Mapping LLM Security Landscapes: A Comprehensive Stakeholder Risk Assessment Proposal
Rahul Pankajakshan, Sumitra Biswal, Yuvaraj Govindarajulu, Gilad Gressel
TL;DR
This paper addresses the lack of practical, stakeholder-focused risk assessment methods for LLM security by adapting the OWASP Risk Rating Methodology to LLM-based systems. It combines scenario analysis, dependency mapping, and impact analysis to produce a threat matrix that maps OWASP Top 10 LLM risks to three stakeholder groups: fine-tuning developers, API-integrating developers, and end users, and demonstrates the approach with a University Virtual Assistant use case. The study identifies prompts-injection as a high-risk threat and training-data poisoning as medium-risk, illustrating how mitigation strategies can be prioritized through the risk matrix and process.
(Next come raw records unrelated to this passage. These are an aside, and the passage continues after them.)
Issue #131, opened 2018-07-12
Expose the login method as a public method


melisabok:
Shouldn't be a private method:

POST /login 

is part of the API and should be public.

mohituniyal:
Just to confirm, we want **Client** class's private method **__login_user(self.username, self.password)** to be publicly accessible?

melisabok:
Yes, I think it should be public. 

If the user doesn't send the username/password when it creates the Client instance then it can login later. 

This is issue is related to #130

mohituniyal:
Resolved with #137

Issue #130, opened 2018-07-12
Create an instance of Client class without username/password


melisabok:
This will be a guest user, no token needed. 

If not parameter set and not environment variable then create the client without a token.

mspector:
This may deserve its own issue, but it might also be a good idea to start thinking about more conventional ways of storing user credentials. Is storing them in environment variables secure enough? I'm not sure. 

I've also been thinking lately that the current way of logging in might leave the user's password too exposed (if not stored in environment variables, the user has to type their credentials in plain text in the python code).

melisabok:
I think we should remove the environment variables.

mohituniyal:
Resolved with #137

PR #137, opened 2018-07-17
Feature/guest login

mohituniyal:
With this change the Client class can be instantiated for a guest user i.e. without a user-id and password. 
Also, the login_user function has been made publicly accessible now as a member of Client class.

Refer #130 #131

### DIFF
--- a/openreview/openreview.py
+++ b/openreview/openreview.py
@@ -55,7 +55,7 @@ class Client(object):
         self.profiles_url = self.baseurl + '/user/profile'
         self.reference_url = self.baseurl + '/references'
         self.tilde_url = self.baseurl + '/tildeusername'
-        self.token = self.__login_user(self.username, self.password)
+        self.token = self.login_user(self.username, self.password)
         self.headers = {'Authorization': 'Bearer ' + self.token, 'User-Agent': 'test-create-script'}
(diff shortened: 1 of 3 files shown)


openreview/openreview.py
```diff
@@ -76,28 +81,32 @@ def __handle_response(self,response):
...
             except KeyError:
-                password = getpass.getpass("Please provide your OpenReview password: ")
-
-        self.user = {'id':username,'password':password}
+                pass
 
-        response = requests.post(self.login_url, json=self.user)
+        user = {'id':username,'password':password}
+        header = {'User-Agent': 'test-create-script'}
+        response = requests.post(self.login_url, headers=header, json=user)
```
mspector: referencing our conversation about this from the standup earlier today: so, if the user and password are None, I guess the server returns a guest token?

tests/test_client.py
```diff
@@ -1,12 +1,15 @@
-import openreview
+from openreview import *
```
mspector: why change this? you're using the openreview namespace below anyway, which is good practice (e.g. line 8)

is it so that you can avoid doing `openreview.openreview.OpenReviewException` on line 31? If so, we should fix the package structure.

PR #141, opened 2018-07-23
add iterget function/generator

mspector:
this is useful if you want to retrieve a very large number of notes/references/invitations/groups but don't want to make all the network calls upfront or store them in memory.

(it's been useful to me as I've been working with the DBLP data)

This should make the _get_all() function sort of useless. If you like this change we can remove that function.

### DIFF
--- a/openreview/tools.py
+++ b/openreview/tools.py
@@ -67,9 +67,9 @@ def create_profile(client, email, first, last, middle = None, allow_duplicates =
 def build_groups(conference_group_id, default_params=None):
     '''
     Given a group ID, returns a list of empty groups that correspond to the given group's subpaths
-    
+
     (e.g. Test.com, Test.com/TestConference, Test.com/TestConference/2018)
-    
+
     >>> [group.id for group in build_groups('ICML.cc/2019/Conference')]
     [u'ICML.cc', u'ICML.cc/2019', u'ICML.cc/2019/Conference']
     '''
@@ -179,7 +179,7 @@ def get_bibtex(note, venue_fullname, year, url_forum=None, accepted=False, anony
 def subdomains(domain):
     '''
     Given an email address, returns a list with the domains and subdomains.
-    
+
     >>> subdomains('johnsmith@iesl.cs.umass.edu')
     [u'iesl.cs.umass.edu', u'cs.umass.edu', u'umass.edu']
     '''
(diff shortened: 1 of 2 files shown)


melisabok:
So, let's remove _get_all

openreview/tools.py
```diff
@@ -345,13 +367,13 @@ def get_all_tags(client, invitation, limit=1000):
     '''
     Given an invitation, returns all Tags that respond to it, ignoring API limit.
     '''
-    return _get_all(client.get_tags, invitation, limit)
+    return [t for t in iterget(client.get_tags, invitation=invitation, limit=limit)]
```
melisabok: can you do?

```
return list(iterget(client.get_tags, invitation=invitation, limit=limit))
```

Based on:
https://stackoverflow.com/questions/3790848/fastest-way-to-convert-an-iterator-to-a-list

mspector: oh! I didn't realize you could do that. i will change it

openreview/tools.py
```diff
@@ -324,38 +324,43 @@ def replace_members_with_ids(client, group):
...
+        if len(batch) < params['limit']:
             done = True
-    return objects
 
 def get_all_tags(client, invitation, limit=1000):
     '''
     Given an invitation, returns all Tags that respond to it, ignoring API limit.
     '''
-    return _get_all(client.get_tags, invitation, limit)
+    return list(iterget(client.get_tags, invitation=invitation, limit=limit))
```
melisabok: Does it work in Python? I haven't tried it.

melisabok: May be you can add a test :)

mspector: yeah it does. speaking of which, should I be adding a test for this? I'm not sure how we've been doing it

mspector:
@melisabok @mohituniyal I added a test, but I'm not sure if I'm setting it up correctly. Maybe we can discuss at our meeting?

tests/test_tools.py
```diff
@@ -15,3 +16,20 @@ def test_get_submission_invitations(self):
     def test_get_all_venues(self):
         venues = openreview.get_all_venues(self.client)
         assert venues, "Venues could not be retrieved"
+
+    def test_iterget(self):
+        data_size = 1000
```
melisabok: I would write the test doing a get against the server that is now dev.openreview.net.

mspector:
@melisabok @mohituniyal is this ok to merge?

PR #587, opened 2020-03-05
Fix/home page load

melisabok:
When a conference is not public we shouldn't show any tab with paper information.


melisabok:
Good catch. I should change this message. What should I say? the Author Console should be available soon?

zbialecki:
I would say, "The author console page for managing your submissions will be available soon."

PR #588, opened 2020-03-08
Fix/pc console sort bids

zbialecki:
Improve PC console: 
- Add option to sort by completed bids to AC tab
- Add links to edge browser to config tab

Also add `repliedEdges` param to all webfields that use the taskList component. Related to https://github.com/openreview/openreview/pull/1953


zbialecki:
This PR was going to include messaging reviewers and ACs from those tabs in the PC console, but it looks like that is going to be much more difficult that I thought. We need to discuss that feature more...

PR #590, opened 2020-03-09
Fix invitations for paper withdraw and paper desk rejection

mohituniyal:
Use separate var for mail recipients and submission readers.
Add conference id as readers of the submission.

### DIFF
--- a/openreview/conference/templates/desk_reject_process.py
+++ b/openreview/conference/templates/desk_reject_process.py
@@ -16,7 +16,6 @@ def process(client, note, invitation):
     if PAPER_AREA_CHAIRS_ID:
         committee.append(PAPER_AREA_CHAIRS_ID)
     committee.append(PROGRAM_CHAIRS_ID)
-    committee.append(CONFERENCE_ID)
 
     mail_recipients = [PAPER_AUTHORS_ID]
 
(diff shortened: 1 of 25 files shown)


openreview/conference/templates/desk_reject_process.py
```diff
@@ -16,6 +16,9 @@ def process(client, note, invitation):
     if PAPER_AREA_CHAIRS_ID:
         committee.append(PAPER_AREA_CHAIRS_ID)
     committee.append(PROGRAM_CHAIRS_ID)
+    committee.append(CONFERENCE_ID)
```
melisabok: if program chairs are already in the committee you don't need to add the conference id. 

I think the ECCV invitation doesn't have this version.

openreview/conference/templates/withdraw_process.py
```diff
@@ -16,6 +16,9 @@ def process(client, note, invitation):
     if PAPER_AREA_CHAIRS_ID:
         committee.append(PAPER_AREA_CHAIRS_ID)
     committee.append(PROGRAM_CHAIRS_ID)
+    committee.append(CONFERENCE_ID)
```
melisabok: same here.

ECCV version only has authors in the committee

openreview/conference/templates/desk_reject_process.py
mohituniyal: Right, the ECCV version is missing the reviewers and ACs. When this PR is merged, I can update the Desk_Reject and Withdraw invitations with this version.

melisabok: I don't think we need to merge this PR, we need to use the version of master where AC/Reviewers are readers of the withdrawn/desk rejected notes and they also get email notifications.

The proposed framework provides security practitioners with an actionable tool for resource allocation and risk mitigation planning, while highlighting the need for real-world validations and continuous refinement of threat models as LLM ecosystems evolve.
Abstract
The rapid integration of Large Language Models (LLMs) across diverse sectors has marked a transformative era, showcasing remarkable capabilities in text generation and problem-solving tasks. However, this technological advancement is accompanied by significant risks and vulnerabilities. Despite ongoing security enhancements, attackers persistently exploit these weaknesses, casting doubts on the overall trustworthiness of LLMs. Compounding the issue, organisations are deploying LLM-integrated systems without understanding the severity of potential consequences. Existing studies by OWASP and MITRE offer a general overview of threats and vulnerabilities but lack a method for directly and succinctly analysing the risks for security practitioners, developers, and key decision-makers who are working with this novel technology. To address this gap, we propose a risk assessment process using tools like the OWASP risk rating methodology which is used for traditional systems. We conduct scenario analysis to identify potential threat agents and map the dependent system components against vulnerability factors. Through this analysis, we assess the likelihood of a cyberattack. Subsequently, we conduct a thorough impact analysis to derive a comprehensive threat matrix. We also map threats against three key stakeholder groups: developers engaged in model fine-tuning, application developers utilizing third-party APIs, and end users. The proposed threat matrix provides a holistic evaluation of LLM-related risks, enabling stakeholders to make informed decisions for effective mitigation strategies. Our outlined process serves as an actionable and comprehensive tool for security practitioners, offering insights for resource management and enhancing the overall system security.